Task input —
== Segment start ==

PR #582, opened 2016-06-10
Group operators by name

### LINKED ISSUE #233: Separate operators from functions
Even though Swift operators are technically functions I think it would be useful to at least optionally list operators under their own heading. Especially in [this case](http://kareman.github.io/SwiftShell/) where there is a function `$` which now looks like an operator.

segiddins:
Closes #233 
- [ ] Misc spec
- [ ] CHANGELOG

### DIFF
--- a/lib/jazzy/doc_builder.rb
+++ b/lib/jazzy/doc_builder.rb
@@ -37,7 +37,7 @@ module Jazzy
           # FIXME: include arbitrarily nested extensible types
           [{ name: child.name, url: child.url }] +
             Array(child.children.select do |sub_child|
-              sub_child.type.swift_extensible?
+              sub_child.type.swift_extensible? || child.type.overview?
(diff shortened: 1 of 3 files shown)


istx25:
Merge conflicts need to be fixed and Travis :tenis:

segiddins:
Someone needs to decide if we even want this first

jpsim:
> Someone needs to decide if we even want this first

I'm not sure myself. It would help to see this in action. Maybe on a project with lots of custom operators? Like [thoughtbot/Argo](https://github.com/thoughtbot/Argo)?

jpsim:
Thanks for the PR, Sam. I still think we need to improve how jazzy renders operators, but someone else needs to drive that exploration, and this PR hasn't progressed in the last year, so I'm closing this.

PR #585, opened 2016-06-10
fix bug where single-line declarations would include body

### LINKED ISSUE #226: Single-line computed property documentation renders source
I'm seeing some strange behavior with properties that are written on a single line. _E.g._, this:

== Segment end ==

Problem statement —
From the line holding "fix bug where" to the last line of the records, quote each line exactly and add nothing.

Answer to this task —
fix bug where single-line declarations would include body

### LINKED ISSUE #226: Single-line computed property documentation renders source
I'm seeing some strange behavior with properties that are written on a single line. _E.g._, this:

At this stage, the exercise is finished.